Stored data:
PR #52, opened 2016-07-25
Add support for /dev/mem to the Linux driver

tweksteen:
This request add the option to not use the Linux driver for operations that can be performed via /dev/mem.

This is exposed to chipsec_utils.py via the command line option "-n".

### DIFF
--- a/source/tool/chipsec/helper/linux/helper.py
+++ b/source/tool/chipsec/helper/linux/helper.py
@@ -78,6 +78,7 @@ IOCTL_MSGBUS_SEND_MESSAGE      = 0x15
 class LinuxHelper(Helper):
 
     DEVICE_NAME = "/dev/chipsec"
+    DEV_MEM = "/dev/mem"
 
     def __init__(self):
         super(LinuxHelper, self).__init__()
@@ -88,6 +89,7 @@ class LinuxHelper(Helper):
         self.os_machine = platform.machine()
         self.os_uname   = platform.uname()
         self.dev_fh = None
+        self.dev_mem = None
 
     def __del__(self):
         try:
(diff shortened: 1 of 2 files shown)


source/tool/chipsec/helper/linux/helper.py
```diff
@@ -137,11 +139,35 @@ def init(self, start_driver):
...
+                                    "Are you running this command as root?\n"
+                                    "%s" % str(err), err.errno)
+        return False
 
     def close(self):
         if self.dev_fh:
             self.dev_fh.close()
         self.dev_fh = None
+        if self.dev_mem:
+            self.dev_mem.close()
```
abazhaniuk: i think should be: os.close(self.dev_mem) instead of self.dev_mem.close()

c7zero:
General comment.

I think it would make sense to implement this consistently for all helper API in generic OSHelper.

Each helper API can thus operate in two modes:
- using CHIPSEC own implementation through kernel module/driver
- using native environment/OS API or capabilities (e.g. through /dev/mem or /sys/firmware/efi etc.) whenever they are available to user mode through OS API or file system.

The mode could be tied to --no_driver command-line argument. By default, all helper API would go through CHIPSEC kernel module. If this option is specified, helper API would use OS native API.

The function is_driver_loaded() in OSHelper would be checked by each helper API function to choose between CHIPSEC and OS native API. I'd rename it to "use_native_mode".

Examples:
- physical memory access via CHIPSEC kernel module vs /dev/mem
- PCIe config access via CHIPSEC kernel module vs /sys/bus/pci/devices
- EFI variable access via CHIPSEC kernel module vs /sys/firmwar/efi/vars on Linux or G/SetFirmwareEnvironmentVariable API on Windows
etc..
- ACPI tables access via CHIPSEC kernel module vs EnumSystemFirmwareTables/GetSystemFirmwareTable on WIndows
etc..

Note that the two modes are also applicable to environments which don't have kernel/user separation, like UEFI shell. These environments may still have their native API which CHIPSEC can use instead its own implementation.

PR #53, opened 2016-08-02
For Linux: load/upload chipsec driver from helper. 

abazhaniuk:
don't need to use  run.sh script. driver will be loaded/unloaded automatically by helper if needed

### DIFF
--- a/source/tool/chipsec/helper/linux/helper.py
+++ b/source/tool/chipsec/helper/linux/helper.py
@@ -113,8 +113,8 @@ class LinuxHelper(Helper):
                     logger().log("Cannot find symbol 'page_is_ram'")
         driver_path = os.path.join(chipsec.file.get_main_dir(), ".." , "drivers" ,"linux", "chipsec.ko" )
         subprocess.check_output( "insmod " + driver_path + " a1=0x%s"%page_is_ram     , shell=True)
-        subprocess.check_output( "chown root:root " + self.DEVICE_NAME            , shell=True)
-        subprocess.check_output( "chmod 600 "       + self.DEVICE_NAME            , shell=True)
+        os.chown(self.DEVICE_NAME, int(os.getenv('SUDO_UID')), int(os.getenv('SUDO_GID')))
+        os.chmod(self.DEVICE_NAME, 600)
         if os.path.exists(self.DEVICE_NAME):
             if logger().VERBOSE:
                 logger().log("Module %s loaded successfully"%self.DEVICE_NAME)
--- a/source/tool/chipsec/helper/linux/helper.py
+++ b/source/tool/chipsec/helper/linux/helper.py
@@ -92,7 +92,6 @@ class LinuxHelper(Helper):
         self.os_machine = platform.machine()
         self.os_uname   = platform.uname()
         self.dev_fh = None
-        self.driver_loaded = False
 
     def __del__(self):
         try:
@@ -120,7 +119,6 @@ class LinuxHelper(Helper):
             os.chown(self.DEVICE_NAME, int(uid), int(gid))
         os.chmod(self.DEVICE_NAME, 600)
         if os.path.exists(self.DEVICE_NAME):
-            self.driver_loaded = True
             if logger().VERBOSE:
                 logger().log("Module %s loaded successfully"%self.DEVICE_NAME)
         else:
--- a/source/tool/chipsec/helper/linux/helper.py
+++ b/source/tool/chipsec/helper/linux/helper.py
@@ -92,6 +92,7 @@ class LinuxHelper(Helper):
         self.os_machine = platform.machine()
         self.os_uname   = platform.uname()
         self.dev_fh = None
+        self.driver_loaded = False
 
     def __del__(self):
         try:
@@ -119,6 +120,7 @@ class LinuxHelper(Helper):
             os.chown(self.DEVICE_NAME, int(uid), int(gid))
         os.chmod(self.DEVICE_NAME, 600)
         if os.path.exists(self.DEVICE_NAME):
+            self.driver_loaded = True
             if logger().VERBOSE:
                 logger().log("Module %s loaded successfully"%self.DEVICE_NAME)
         else:
@@ -140,7 +142,8 @@ class LinuxHelper(Helper):
 
     def stop( self ):
         self.close()
-        subprocess.call(["rmmod", self.MODULE_NAME])
+        if self.driver_loaded:
+            subprocess.call(["rmmod", self.MODULE_NAME])
         if logger().VERBOSE:
             logger().log("[helper] Linux Helper stopped/unloaded")
 
--- a/source/tool/chipsec/helper/linux/helper.py
+++ b/source/tool/chipsec/helper/linux/helper.py
@@ -46,6 +46,8 @@ from chipsec.helper.oshelper import OsHelperError, Helper
 from chipsec.logger import logger, print_buffer
 import errno
 import array
+import subprocess
+import os.path
 import chipsec.file
 
 from ctypes import *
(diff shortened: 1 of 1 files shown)


source/tool/chipsec/helper/linux/helper.py
```diff
@@ -99,7 +103,30 @@ def __del__(self):
...
+    def load_chipsec_module(self):
+        page_is_ram = ""
+        if self.GET_PAGE_IS_RAM:
+            page_is_ram = self.get_page_is_ram()
+            if not page_is_ram:
+                if logger().VERBOSE:
+                    logger().log("Cannot find symbol 'page_is_ram'")
+        driver_path = os.path.join(chipsec.file.get_main_dir(), ".." , "drivers" ,"linux", "chipsec.ko" )
+        subprocess.check_output( "insmod " + driver_path + " a1=0x%s"%page_is_ram     , shell=True)
+        subprocess.check_output( "chown root:root " + self.DEVICE_NAME            , shell=True)
```
tweksteen: Is that necessary? What is the default kernel behaviour? Have you observed older config that behaves differently?

If it is, I suggest using `os.chown` and `os.chmod`.

source/tool/chipsec/helper/linux/helper.py
```diff
@@ -99,7 +103,30 @@ def __del__(self):
...
+    # This function load CHIPSEC driver. (implement functionality from run.sh)
+    def load_chipsec_module(self):
+        page_is_ram = ""
+        if self.GET_PAGE_IS_RAM:
+            page_is_ram = self.get_page_is_ram()
+            if not page_is_ram:
+                if logger().VERBOSE:
+                    logger().log("Cannot find symbol 'page_is_ram'")
+        driver_path = os.path.join(chipsec.file.get_main_dir(), ".." , "drivers" ,"linux", "chipsec.ko" )
+        subprocess.check_output( "insmod " + driver_path + " a1=0x%s"%page_is_ram     , shell=True)
```
tweksteen: You should use a list as first argument to pass the driver path and options. I don't think the shell argument is necessary neither.

source/tool/chipsec/helper/linux/helper.py
```diff
@@ -786,7 +816,12 @@ def get_compression_tool_path( self, compression_type ):
     def getcwd( self ):
         return os.getcwd()
 
-
+    def get_page_is_ram( self ):
+        PROC_KALLSYMS = "/proc/kallsyms"
+        symarr = chipsec.file.read_file(PROC_KALLSYMS).split("\n")
```
tweksteen: use `splitlines()` instead

source/tool/chipsec/helper/linux/helper.py
```diff
@@ -786,7 +816,12 @@ def get_compression_tool_path( self, compression_type ):
...
+        for i in symarr:
```
tweksteen: `s/i/line`

source/tool/chipsec/helper/linux/helper.py
```diff
@@ -786,7 +816,12 @@ def get_compression_tool_path( self, compression_type ):
...
+            if i.find("page_is_ram") != -1:
```
tweksteen: `if "page_is_ram" in line`:

source/tool/chipsec/helper/linux/helper.py
```diff
@@ -99,7 +103,30 @@ def __del__(self):
...
+            if not page_is_ram:
+                if logger().VERBOSE:
+                    logger().log("Cannot find symbol 'page_is_ram'")
+        driver_path = os.path.join(chipsec.file.get_main_dir(), ".." , "drivers" ,"linux", "chipsec.ko" )
+        subprocess.check_output( "insmod " + driver_path + " a1=0x%s"%page_is_ram     , shell=True)
+        os.chown(self.DEVICE_NAME, int(os.getenv('SUDO_UID')), int(os.getenv('SUDO_GID')))
+        os.chmod(self.DEVICE_NAME, 600)
+        if os.path.exists(self.DEVICE_NAME):
+            if logger().VERBOSE:
+                logger().log("Module %s loaded successfully"%self.DEVICE_NAME)
```
tweksteen: Could you please add spaces around the `%` operator?

source/tool/chipsec/helper/linux/helper.py
```diff
@@ -78,6 +80,8 @@
 class LinuxHelper(Helper):
 
     DEVICE_NAME = "/dev/chipsec"
+    MODULE_NAME = "chipsec"
+    GET_PAGE_IS_RAM = True
```
tweksteen: Is this attribute necessary? 
We can always try to find the symbol. If we find it, forward it to the driver. Otherwise, let the driver find it. If the driver fail, report the error and die.
If we want to give the user the choice to decide on that option, we should surface this to chipsec_utils and chipsec_main.

source/tool/chipsec/helper/linux/helper.py
```diff
@@ -109,15 +136,17 @@ def start(self, start_driver):
             logger().log("[helper] Linux Helper started/loaded")
 
     def stop( self ):
+        self.close()
+        subprocess.call(["rmmod", self.MODULE_NAME])
```
tweksteen: Could we use `check_call` instead and log an error if the unloading failed? (We might need to add a condition to test if /dev/chipsec is there before running that. Similarly to what is done in `create`)

source/tool/chipsec/helper/linux/helper.py
```diff
@@ -88,6 +92,7 @@ def __init__(self):
         self.os_machine = platform.machine()
         self.os_uname   = platform.uname()
         self.dev_fh = None
+        self.driver_loaded = False
```
c7zero: parent Helper.__init__ already initializes driver_loaded

source/tool/chipsec/helper/linux/helper.py
```diff
@@ -99,16 +104,46 @@ def __del__(self):
...
+                    logger().log("Cannot find symbol 'page_is_ram'")
+        driver_path = os.path.join(chipsec.file.get_main_dir(), ".." , "drivers" ,"linux", "chipsec.ko" )
+        subprocess.check_output( [ "insmod", driver_path,"a1=0x%s" % page_is_ram ] )
+        uid = os.getenv('SUDO_UID')
+        gid = os.getenv('SUDO_GID')
+        if uid and gid:
+            os.chown(self.DEVICE_NAME, int(uid), int(gid))
+        os.chmod(self.DEVICE_NAME, 600)
+        if os.path.exists(self.DEVICE_NAME):
+            self.driver_loaded = True
```
c7zero: init function sets driver_loaded to True. should probably remove this line from here

source/tool/chipsec/helper/linux/helper.py
tweksteen: Just to clarify on that comment. I was talking about GET_PAGE_IS_RAM. How would you see that GET_PAGE_IS_RAM flag being used?

Should we drop support for kernel older than 2.6.33 ?

source/tool/chipsec/helper/linux/helper.py
```diff
@@ -79,6 +81,8 @@ class LinuxHelper(Helper):
 
     DEVICE_NAME = "/dev/chipsec"
     DEV_MEM = "/dev/mem"
+    MODULE_NAME = "chipsec"
+    GET_PAGE_IS_RAM = True
```
tweksteen: Just to clarify on that comment. I was talking about GET_PAGE_IS_RAM. How would you see that GET_PAGE_IS_RAM flag being used?

Should we drop support for kernel older than 2.6.33 ?

tweksteen:
Just as a side note, it would be good to rebase and squash these commits before merging to master (just to avoid all the "cleanup"-style commits.

PR #59, opened 2016-08-09
Support of native API mode

c7zero:
With this change CHIPSEC can operate in two modes:
1. Using CHIPSEC own kernel driver (default mode, --no_driver option was
not specified)
2. Native OS API mode when helper API can be implemented via native OS
API (--no_driver command-line option was specified)

At the moment, most of the helper API are not implemented in native
mode, except get_ACPI_table in Windows helper.

Helpers, HAL components or modules can use use_native_api() function of
the helper to determine which mode to use. Currently, it directly maps
to --no_driver option. Modules can call this function in is_supported()
if they can only run in either of the modes.

Additional changes:
1. Cleaned up destroy/delete/stop mess in the helpers. Removed destroy()
from the helpers
2. Fixed --exists mode when CHIPSEC works with kernel driver which has
already been loaded


source/tool/chipsec/helper/oshelper.py
```diff
@@ -108,32 +119,39 @@ def loadHelpers(self):
...
+    #
+    # Returns:
+    #   True  if CHIPSEC needs to use native OS/environment API
+    #   False if CHIPSEC needs to use its own (OS agnostic) implementation of helper API
+    #
+    # Currently, CHIPSEC will use native API only if CHIPSEC driver wasn't loaded
+    # (e.g. when --no_driver command-line option is specified).
+    # In future, it can can more conditions
+    # 
+    def use_native_api(self):
```
tweksteen: This is literally the opposite of the `is_driver_loaded` function. Could you remove the `is_driver_loaded` function and replace its calls with `use_native_api`?

tweksteen:
I have slight concern about where the native_mode should be considered in the architecture and I think the ACPI explicitly shows the dilemma: 
 * on Linux, in both cases, we use physical memory to recover the tables either using /dev/chipsec or /dev/mem. In this case, it makes perfect sense that the native_mode is handled by the LinuxHelper.
 * on Windows, we either use physical memory via the driver or the native API of Windows. In this case, the distinction happens with the HAL modules (as shown in your commits).

I am not quite sure how to solve that. But for now, this PR would break Linux ACPI gathering without the driver.

c7zero:
You are right. It turned out to be more complex than I though. Some helper API functions can be made transparently switching between the native and driver modes (like memory access in Linux helper) while other API functions will have to differ on the level of HAL components (like ACPI HAL). In fact, even API that can support both modes may be different. For example, ACPI HAL in driver mode finds ACPI tables directly in memory, so it gets their physical addresses and can extract more tables. ACPI in native mode using Windows GetSystemFirmwareTable would only extract contents of ACPI tables and only the ones Windows exposes to user-mode.

Bottom line, switching between native API mode and chipsec driver mode cannot always be transparently implemented on the helper level (OSHelper or OS specific helpers). HAL will have to be aware of it. I was planning to add use_native_api() to self.cs for HAL to use when needed. Moreover, even to the end consumers of HAL, modules and utils, switching may not always be transparent as well because of aforementioned differences.

For API that can be implemented transparently in the helpers we could switch in OSHelper or in each individual helper. Example of the former case would be something as below: 

    def read_physical_mem( self, phys_address, length ):
        if self.use_native_api():
            return self.helper.native_read_phys_mem(...)
        else:
            return self.helper.read_phys_mem(...)
"native_" version would use /dev/mem or equivalent in other OSes.

The issue is that for all unsupported "native_" functions we'd have to add stubs in all helper. So for now, for the sake of simplicity, I kept the switching in each helper until we have more APIs supporting native mode.

tweksteen:
I agree, the need for `use_native_api` could appear at different location, so having a method in Chipset (`cs`) would help.

I prefer the idea of having the call routed in OSHelper. What you could do is add another condition on the existence of the method:

    def read_physical_mem( self, phys_address, length ):
      if self.use_native_api() and hasattr(self.helper, native_read_phys_mem):
          return self.helper.native_read_phys_mem(...)
      else:
          return self.helper.read_phys_mem(...)

tweksteen:
Looks good to me!

PR #70, opened 2016-08-23
fix path error in chipsec_util in case of installing chipsec to the linux system

abazhaniuk:


source/tool/chipsec_util.py
```diff
@@ -131,8 +131,9 @@ def main(self, argv):
             cmds = map( self.map_modname_zip, filter(self.f_mod_zip, myzip.namelist()) )
         else:
             #traceback.print_stack()
-            mydir = os.path.dirname(__file__)
-            cmds_dir = os.path.join(mydir,os.path.join("chipsec","utilcmd"))
+            import imp
```
tweksteen: Could you move this import at the start of the file?

tweksteen:
Just one small comment. Otherwise, it looks good!

PR #71, opened 2016-08-24
Update chipsec_km.c

thetlk:
```ptr[4] = mdr_out;``` should be outside of braces

See #66 comments


c7zero:
The value of MDR is only returned when transaction expects data back (when direction has MSGBUS_MDR_OUT_MASK). Otherwise, for write only transactions, the value of MDR should not be returned. 0 is a valid value. I'm not sure it would be correct to overwrite whatever value was supplied in ioctl_param with 0 in this case (even though user-mode supplies 0 in msgbus_send_write_message).

c7zero:
Closing this pull request. Please re-open if you think the logic is wrong

PR #72, opened 2016-08-24
Add posibility to free allocated memory

thetlk:
The linux driver doesn't implement memory freeing of allocated memory.
Every allocated memory is saved inside a list. Each time ```IOCTL_FREE_PHYSMEM``` is called, the driver retrieves the virtual address by looking inside the previous allocated memory list. If a valid virtual address if found, the memory buffer is freed. Hence :

- double free is not possible
- only allocated buffer can be freed
- memory leaks are avoided by freeing every buffer still inside the list at the driver cleanup

This simple chipsec module can be used to test this feature :

```python

from chipsec.module_common import *

class test_alloc_free(BaseModule):

	def __init__(self):
		BaseModule.__init__(self)

	def is_supported(self):
		return True

	def run(self, argv):
		l = []
		for i in range(10):
			l.append(self.cs.mem.alloc_physical_mem(0x1000))

		# double free
		print self.cs.mem.free_physical_mem(l[0][1]) # True
		print self.cs.mem.free_physical_mem(l[0][1]) # False

		print self.cs.mem.free_physical_mem(0x1337babe) # False

		for i in range(1, 5):
			print self.cs.mem.free_physical_mem(l[i][1]) # True
```

```
[ 4238.049500] Chipsec module loaded 
[ 4238.049504] ** This module exposes hardware & memory access, **
[ 4238.049505] ** which can effect the secure operation of      **
[ 4238.049506] ** production systems!! Use for research only!   **
[ 4238.142070] [chipsec] freeing pa = 0x20e073000, va = ffff88020e073000
[ 4238.142119] [chipsec] freeing pa = 0x20e076000, va = ffff88020e076000
[ 4238.142134] [chipsec] freeing pa = 0x20e071000, va = ffff88020e071000
[ 4238.142149] [chipsec] freeing pa = 0x20e072000, va = ffff88020e072000
[ 4238.142164] [chipsec] freeing pa = 0x20e077000, va = ffff88020e077000
[ 4238.143760] chipsec cleanup_module 1622: Destroying chipsec device
[ 4238.143826] chipsec cleanup_module 1624: exit
[ 4238.143829] auto freeing allocated memory (va = ffff880222453000, pa = 0x222453000)
[ 4238.143830] auto freeing allocated memory (va = ffff880222451000, pa = 0x222451000)
[ 4238.143831] auto freeing allocated memory (va = ffff880222450000, pa = 0x222450000)
[ 4238.143832] auto freeing allocated memory (va = ffff880222454000, pa = 0x222454000)
[ 4238.143833] auto freeing allocated memory (va = ffff88020e075000, pa = 0x20e075000)
```

### DIFF
--- a/source/drivers/linux/chipsec_km.c
+++ b/source/drivers/linux/chipsec_km.c
@@ -50,6 +50,9 @@ module_param(a1,ulong,0); //a1 is addr of page_is_ram function
 /// Char we show before each debug print
 const char program_name[] = "chipsec";
 
+// list of allocated memory
+struct allocated_mem_list allocated_mem_list;
+
 typedef struct tagCONTEXT {
    unsigned long a;   // rax - 0x00; eax - 0x0
    unsigned long b;   // rbx - 0x08; ebx - 0x4
@@ -1063,7 +1066,9 @@ static long d_ioctl(struct file *file, unsigned int ioctl_num, unsigned long ioc
         //IN params: size
         //OUT params: physical address
         uint32_t NumberOfBytes = 0;
-        void *va, *pa, *max_pa;
+        void *va;
+        phys_addr_t pa, max_pa;
+        struct allocated_mem_list *tmp = NULL;
         
         numargs = 2;
         if(copy_from_user((void*)ptrbuf, (void*)ioctl_param, (sizeof(long) * numargs)) > 0)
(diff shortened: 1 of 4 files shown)


c7zero:
Makes a lot of sense. Thanks!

Required action: Looking at the entries above, find how many lines include the word "config" and write that number alone.

Answer box: 2